A short lived branch line was opened from Dunkeld to Penshurst in 1890 but closed only eight years later.

A branch line was opened from Hamilton north to Cavendish between 1910 and 1920. This was connected to the Horsham - Balmoral railway in the 1920s, which itself connected back to the main Serviceton line. This line was closed south of Noradjuha, (just south of East Natimuk) in 1979.

A branch line from Hamilton north-west to Coleraine was opened in 1882, being closed in 1977.

A branch line was opened between Hamilton and Koroit in the 1890, where it connected to the South West line via Warrnambool, but was closed in 1977.

A branch line was opened from Branxholme north-west to Casterton in 1884. This line was closed in 1977.

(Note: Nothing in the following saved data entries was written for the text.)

PR #7409, opened 2025-02-19
Add sway compiler

JoshuaBatty:
Should be pretty self explanatory. I've added a corresponding PR to the infra repo [here](https://github.com/compiler-explorer/infra/pull/1532)

Please let me know if there is anything I've done incorrectly here! Thanks


etc/config/sway.amazon.properties
```diff
@@ -0,0 +1,19 @@
+compilers=&sway
+defaultCompiler=swayv0667
+objdumper=/opt/compiler-explorer/gcc-14.1.0/bin/objdump
```
mattgodbolt, line 3: We've since installed gcc-14.2.0; I suspect we have a few places referring to this old place, so apologies but can you update to 14.2.0?

```suggestion
objdumper=/opt/compiler-explorer/gcc-14.2.0/bin/objdump
```

etc/config/sway.amazon.properties
```diff
@@ -0,0 +1,19 @@
...
+group.sway.compilers=swayv0667
+group.sway.compilerType=sway-compiler
+group.sway.isSemVer=true
+group.sway.supportsIrView=true
+group.sway.irArg=--ir final
+group.sway.supportsBinary=true
+group.sway.supportsAsm=true
+group.sway.asmArg=--asm all
+
+compiler.swayv0667.exe=/opt/compiler-explorer/sway-0.66.7/bin/forc
```
mattgodbolt, line 14: Per the infra PR this path may be wrong, perhaps it needs to be:

```suggestion
compiler.swayv0667.exe=/opt/compiler-explorer/sway-0.66.7/forc-binaries/forc
```

lib/compilers/sway.ts
```diff
@@ -0,0 +1,245 @@
+import path from 'path';
```
mattgodbolt, line 1: Can you add an appropriate Copyright header here please (copy/paste from another and make sure it's updated to 2025) thanks

lib/languages.ts
```diff
@@ -917,6 +917,18 @@ const definitions: Record<LanguageKey, LanguageDefinition> = {
         previewFilter: null,
         monacoDisassembly: null,
     },
+    sway: {
+        name: 'sway',
+        monaco: 'rust', // use rust for syntax highlighting
```
mattgodbolt, line 922: Is rust a good choice here? Are there any major differences? It's _fairly_ straightforward to extend an existing language's syntax highlighter.

lib/compilers/sway.ts
```diff
@@ -0,0 +1,245 @@
...
+        };
+
+        return result;
+    }
+}
+
+const FORC_TOML_CONTENT = `[project]
+entry = "main.sw"
+license = "Apache-2.0"
+name = "godbolt"
```
mattgodbolt, line 213: Do you mind using `compiler-explorer` here instead? Thanks.

lib/compilers/sway.ts
```diff
@@ -0,0 +1,245 @@
...
+
+[dependencies]
+std = { git = "https://github.com/FuelLabs/sway", tag = "v0.66.7" }
```
mattgodbolt, line 216: Is it safe to hardcode v0.66.7 here? It seems like this should be configurable for each compiler?

lib/compilers/sway.ts
```diff
@@ -0,0 +1,245 @@
+import path from 'path';
+
+import fsExtra from 'fs-extra';
```
mattgodbolt, line 3: In every other file we:

```suggestion
import fs from 'fs-extra';
```

...and then use the raw `fs` (which has equivalent functionality). Can you change to that please?

mattgodbolt (commented):
Hello! Thanks!! Mostly looks good to me; I'll give it a spin locally once we have worked out the installation things/path things. First a few comments though:

lib/compilers/sway.ts
JoshuaBatty: sure thing!

lib/compilers/sway.ts
JoshuaBatty: good catch we can remove this line as the correct version of `std` will be pulled in by `forc` when defining the compiler version. Will remove.

lib/languages.ts
JoshuaBatty: Good point, just added a sway definition so we can use that instead of rusts.

JoshuaBatty:
Thanks for the review @mattgodbolt . Should be good for another look over now. Cheers.

mattgodbolt (approved):
Thank you so much.

mattgodbolt:
I'll look to fix up the test and merge.

mattgodbolt:
I was able to reproduce by enabling the sandbox. Investigating now

mattgodbolt:
@JoshuaBatty the real error is:

```
"stderr":[{"text":"\u001b[31merror\u001b[0m: failed to fetch `https://github.com/fuellabs/sway`. Check your connection or run in `--offline` mode"}
```

What are the drawbacks of running in `--offline` mode?

We don't allow compilers to access the internet (or indeed a lot of things) due to security concerns.

JoshuaBatty:
Thanks for looking into this @mattgodbolt 

I've put up 2 PR's that hopefully should address the issue. let me know if I'm misinterpreting anything. Cheers.

https://github.com/compiler-explorer/infra/pull/1539
https://github.com/compiler-explorer/compiler-explorer/pull/7456

Issue #7410, opened 2025-02-19
[BUG]: An error occurred while generating the optimization pipeline output: Error: Assertion failed


mrexodia:
### Describe the bug

When putting some LLVM IR in the code editor and trying to display the optimization pipeline it fails with the following error:

```
<An error occurred while generating the optimization pipeline output: Error: Assertion failed>
```

### Steps to reproduce

Change source to LLVM IR, paste in any valid IR and add the optimization pipeline pane.

### Expected behavior

Show the optimization pipeline.

### Reproduction link

https://godbolt.org/z/5W53hEn8f

### Screenshots

Not applicable

mattgodbolt:
Reproduced locally, the error is:

```
<An error occurred while generating the optimization pipeline output: Error: Assertion failed, at lib/parsers/llvm-pass-dump-parser.ts:175 `assert(pass);`>
```

The input to the function that's throwing seems to be:

```json
[{
  text: 'Can specify at most 1 positional arguments: See: /opt/compiler-explorer/clang-19.1.0/bin/opt --help'
}]
```

which seems to indicate we're not running `opt` with the correct arguments. And also it seems we're not processing the failed call to `opt` either.

CC @jeremy-rifkin who seems to be the author of the llvm dump parser.,

mattgodbolt:
I have this in the debugger and will try to work out what's going on.

```
Array(7) [-o0,
/opt/compiler-explorer/clang-19.1.0/bin/opt,
-o,
/tmp/compiler-explorer-compiler2025119-17647-gbttv1.4u7in/output.s,
-S,
-O3,
/tmp/compiler-explorer-compiler2025119-17647-gbttv1.4u7in/example.ll]
```

is how we're running `opt`

jeremy-rifkin:
I can take a look tonight, I’m sure this used to work so I’m suspecting something broke with one of our compiler classes. I’lll also update this to provide a better diagnostic when the compiler exits with non-zero.

jeremy-rifkin:
The flags don’t look wrong to me, the pass viewer should be adding a few more

mattgodbolt:
It doesn't seem to be adding more. I'll at least fix it to error and print out the error if `opt` doesn't succeed.

mattgodbolt:
Ah!!!

The `-o0` is something coming from the `stdbuf` stuff :'( I think I can fix this.

mattgodbolt:
[...]

PR #7412, opened 2025-02-19
Stdbuf fixes and updates for llvm IR

mattgodbolt:
- Don't mutate the `args` in-place which exposes the `-o0` of the stdbuf args to the rest of the code (breaking a bunch of things)
- Check the return code of the LLVM parser dump and error if it's a problem.

Found looking into #7410 but doesn't fix it


mattgodbolt:
This is rolling out now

A branch line was opened from Heywood west to Mount Gambier in 1917. Service was suspended in 1995 due to the standardisation of the Maroona - Portland line. There are regular calls for the Heywood - Mount Gambier line to be standardised.

==Services==
The gauge conversion of the Mildura line to standard gauge in 2017/2018 has resulted in the resumption of seasonal grain trains from the Wimmera and Mallee regionals to Portland. Prior to that, the only regular service on the line was the thrice weekly El Zorro containerised mineral sands train from Portland. The last passenger train between Ararat and Portland was on 12 September 1981, operated by a DRC railcar. A new passenger station at Portland had been officially opened on 29 June 1968.